August is the cruellest month. And September is a close second. At least in academic libraryland. But enough with butchering lines of poetry for my own purposes. That’s not why I came here today.
I came here because my personal blog is now becoming sporadic just like everything else. The past two weeks have been a study in infrequency with sporadic writing sessions, sporadic meetings, sporadic sleeping, sporadic meals. I can’t even seem to finish reading a blog post. I can’t complain really because the masochist in me loves the chaotic periods, but it is a bit overwhelming to go from a quiet lazy summer day in the library to a sudden onslaught of people, meetings, work, and stress.
And of course teaching. Next week I will be teaching nine classes, three introductory tours (piece o’ cake) and six upper-level political science classes. The “Lynda” students encounter on the tours is usually a different “Lynda” from the one political science students get. The tour version of me is some annoyingly enthusiastic doppelganger that I often don’t recognize. Actually, the real me would probably want to smack around the “tour version” of me. The political science students get the me that has had to do the exact same assignments and conduct the exact same research to get the exact same degree. They get the authentic me, I guess.

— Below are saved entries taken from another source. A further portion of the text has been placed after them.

PR #1770, opened 2023-01-13
RSDK-1592 - opt rdk vue code to use new sdk wrappers

Kschappacher:
This will opt the rdk remote control page to use the new typescript wrappers for the following components:
Base
Motor
Board

All wrappers have been successfully tested on a live robot running the updated rdk.


web/frontend/src/components/base.vue
```diff
@@ -121,15 +128,17 @@ const digestInput = () => {
   req.setName(props.name);
   req.setLinear(linear);
   req.setAngular(angular);
-
   rcLogConditionally(req);
```
maximpertsov, line 131: This is misleading - we are logging a request that never actually gets sent. We should add a hook to the SDK that allows clients to pass in a request logger.

web/frontend/package.json
```diff
@@ -8,7 +8,7 @@
     "@mdi/js": "^6.9.96",
     "@viamrobotics/prime": "^0.0.106",
     "@viamrobotics/rpc": "^0.1.32",
-    "@viamrobotics/sdk": "^0.0.11",
+    "@viamrobotics/sdk": "file:../../../viam-typescript-sdk/viamrobotics-sdk-0.0.13.tgz",
```
Kschappacher, line 11: push an updated sdk with the log changes and swap this to the new version

web/frontend/src/components/base.vue
```diff
@@ -148,55 +151,56 @@ const handleKeyUp = (key: Keys) => {
...
-    req.setDegsPerSec(spinSpeed.value);
-
-    rcLogConditionally(req);
-    props.client.baseService.spin(req, new grpc.Metadata(), displayError);
-
+    try {
+      return await bc.spin(angle.value * (spinType.value === 'Clockwise' ? -1 : 1), spinSpeed.value);
+    } catch (error) {
+      displayError(error as ServiceError);
+      // eslint-disable-next-line no-useless-return
```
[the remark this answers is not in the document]
maximpertsov: CC @DTCurrie

web/frontend/src/components/base.vue
```diff
@@ -79,17 +78,20 @@ const setDirection = (dir: Directions) => {
   direction.value = dir;
 };
 
-const stop = () => {
+const stop = async () => {
+  const bc = new BaseClient(props.client, props.name, { requestLogger: rcLogConditionally });
```
maximpertsov, line 82: FYI @stevebriskin - we can can pass request loggers to the SDK component clients this way now

maximpertsov (approved):

web/frontend/src/components/base.vue
stevebriskin: nice! what kind of values does requestLogger take? 
`rcLogConditionally` is not a great name in this context any more.

maximpertsov: any `(unknown) => void`

DTCurrie, line 82: Nit: Can we use a more descriptive variable name like `baseClient`.

CC: @micheal-parks surprised the linter didn't catch this one?

micheal-parks: I think we only catch single letter var usage. I'd be open to bump that up to two letters. But yeah, `baseClient` would be the better name here.

Kschappacher: Sounds good, Ill update the client name for board and motor as well since we use the two letter convention there.

web/frontend/src/components/base.vue
```diff
@@ -79,17 +78,20 @@ const setDirection = (dir: Directions) => {
...
+  } catch (error) {
+    displayError(error as ServiceError);
+  }
 };
 
-const digestInput = () => {
+const digestInput = async () => {
   let linearValue = 0;
   let angularValue = 0;
+  const bc = new BaseClient(props.client, props.name, { requestLogger: rcLogConditionally });
```
micheal-parks, line 94: Is there a connectivity or some other reason why we're instantiating the BaseClient for every user interaction? It seems like a pretty substantial class so I'm somewhat concerned about putting the GC into overdrive / adding a few dozen ms or more to interaction responses on some lower power devices

maximpertsov: The BaseClient class is pretty light actually - most of the instantiation happens in the client that it receives as its first argument.

That said, there's no reason we couldn't just initiate it once. What's the right way to do this in Vue?

micheal-parks: Ah, good to know! It looks like it could be instantiated at the top of the script for this component and then available to the scope of all these functions.

Kschappacher: sounds good!

web/frontend/src/components/base.vue
```diff
@@ -124,19 +125,15 @@ const digestInput = () => {
...
-  props.client.baseService.setPower(req, new grpc.Metadata(), (error) => {
-    displayError(error);
+  try {
+    await baseClient.setPower(linear, angular);
+  } catch (error) {
+    displayError(error as ServiceError);
 
     if (pressed.size <= 0) {
       stop();
     }
```
maximpertsov, line 135: confirming, do we only want this to happen on error or all the time?

maximpertsov: nevermind, this is beyond the scope of the PR - it's mimicking the current behavior so that's enough for now

PR #1772, opened 2023-01-17
RSDK-1716 - race condition log after test end in gpsrtk

randhid:
Closed robot after initializing. Testing 10000 times on mac, building amd64 right now for that test as well.


Otterverse (changes requested):
Minor, but test return on close.

Otterverse (approved):
LGTM!

PR #1773, opened 2023-01-17
RSDK-1724 RSDK-1714 RSDK-1713: Camera RC fixes

stevebriskin:
Some issues fixed in this PR, many of which are related:

- RSDK-1713: inconsistent "live" vs. "Live"
- RSDK-1714: likely caused by RSDK-1713
- RSDK-1724: live and non-live images may appear at the same time
- Toggling the camera off or switching to live mode did not stop the image refresh "thread" (GetImage requests were still being sent)
- For non-live mode, the initial frame relied on a stale image from the live feed
- Toggling the camera on/off reverted to a live stream without resetting the interval dropdown

https://user-images.githubusercontent.com/1838886/213298228-064a58d0-07a2-4aa2-a3bf-3721b457f446.mov

CC @mcvella 
CC @nataliajacobowitz

### DIFF
--- a/web/frontend/src/app.vue
+++ b/web/frontend/src/app.vue
@@ -87,15 +87,6 @@ const connectedFirstTime = new Promise<void>((resolve) => {
   connectedFirstTimeResolve = resolve;
 });
 
-// TODO: This must be kept in sync with the refresh frequency select in camera.vue. Fix that.
-const selectedMap = {
-  Live: 'Live',
-  'Manual Refresh': 0,
-  'Every 30 Seconds': 30,
-  'Every 10 Seconds': 10,
-  'Every Second': 1,
-} as const;
-
 const rtcConfig = {
   iceServers: [
     {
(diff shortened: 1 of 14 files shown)


web/frontend/src/components/camera.vue
```diff
@@ -28,18 +34,31 @@ let pcdExpanded = $ref(false);
...
 let camera = $ref(false);
 
-const selectedValue = ref('live');
+const selectedValue = ref('Live');
 
 const initStreamState = () => {
   cameraStreamStates.set(props.cameraName, false);
 };
 
+const clearStreamContainer = (camName: string) => {
```
stevebriskin, line 43: Copied from app.vue. Not happy that it's just modifying the DOM.

web/frontend/src/app.vue
```diff
@@ -87,14 +87,6 @@ const connectedFirstTime = new Promise<void>((resolve) => {
   connectedFirstTimeResolve = resolve;
 });
 
-const selectedMap = {
```
stevebriskin, line 90: moved to camera.vue to avoid duplicating

web/frontend/src/app.vue
```diff
@@ -636,20 +627,19 @@ const clearFrameInterval = () => {
...
-  if (time === 'Live') {
+  // Live
+  if (time === -1) {
     return;
   }
 
-  if (time === 'Manual Refresh') {
-    viewFrame(cameraName);
-  } else {
+  viewFrame(cameraName);
```
stevebriskin, line 638: logic change here: the first frame is fetched immediately. this fixes a bug where it would take 30 sec (or however many you have selected) for the first frame to come in. this is often not apparent because we start in Live mode, but if one switches to "30 sec" interval, toggle the cam off, toggle the cam on, then the screen would be blank for 30 sec.

web/frontend/src/components/camera.vue
```diff
@@ -1,45 +1,70 @@
...
 
 interface Props {
-  cameraName: string
+  cameraName: string;
   resources: commonApi.ResourceName.AsObject[];
   client: Client;
 }
 
 interface Emits {
-  (event: 'download-raw-data'): void
```
stevebriskin, line 18: removed unused emits

stevebriskin:
QAed by @Fahmina

nataliajacobowitz:
@micheal-parks I notice that I can edit the frequency drop down and type in the field. How can we fix that? Prime change?

micheal-parks:
@nataliajacobowitz Yep, I'll make a ticket for that.

web/frontend/src/components/camera.vue
micheal-parks: Agreed, looks fine for now but I'll make a ticket for removing all direct DOM manipulation from RDK.

micheal-parks (approved):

They are the reason I stayed in academia after all.
In college I aspired to be a teacher, not of high school students, but at the college level. I blame bell hooks and her book Teaching to Transgress for inciting such madness. I went to a PhD program in political science because I wanted to teach. Three years later I realized that I had made a huge mistake. I had taught twice–I was a Teaching Assistant! after all–and I knew absolutely NOTHING about teaching. Zero. Later when I entered library school I was a rare LIS student who took a class in library instruction and information literacy where I learned about learning styles and educational theories. I practiced with my peers and spent time observing others. It was the most training I have ever received in instruction. I was also amazed how much time librarians spend talking and writing about teaching compared to the “teaching faculty.” Now entering into my third year in my position I spend a good deal of my time with instruction—large groups, small groups, one-on-one. My path was definitely circuitous but I finally got here.
Staying with the theme of randomness, this blog post has no overarching point except to say that I love teaching. And I was thrilled to see that the latest post on In the Library with the Lead Pipe was about teaching. Carrie Donovan’s Sense of self: Embracing your teacher identity is like a mini call to arms for all the academic librarians out there about to start the fall semester. She makes the case for authenticity in our teaching by “[p]utting away the “persona” of teacher and disclosing more of the personal.” While this is so hard to do in our one-shot sessions, I definitely take home her point.
When I first started teaching library instruction sessions, I would write out full sentences for every portion of the session (I didn’t read it, thank goodness). I would have the exact details of every search I would conduct, knew what search terms would be successful and pick out the exact citation for discussion. The students would see a polished example of research without failure. I was the embodiment of A BIG FAT LIE. Period.
Research is messy and iterative and at times frustrating. Sometimes you are successful and sometimes the databases conspire against you. But once you start seeing the patterns—in the names, in the ideas—it becomes euphoric. I remember the first time I conducted real research in college and hit that moment of connection. I was researching air pollution regulation in Central Europe and read everything I could find. I was sitting in my bedroom floor with all of this stuff spread out around me when I realized that I finally got it, that I was capable of creating something interesting (if not groundbreaking) from all of that research. I love to see my political science students enter that space with their work. And I love that I might be able to serve as a guide on their journey. It is rare, but it makes the stress and the cruelty of August (and September) so very worth it.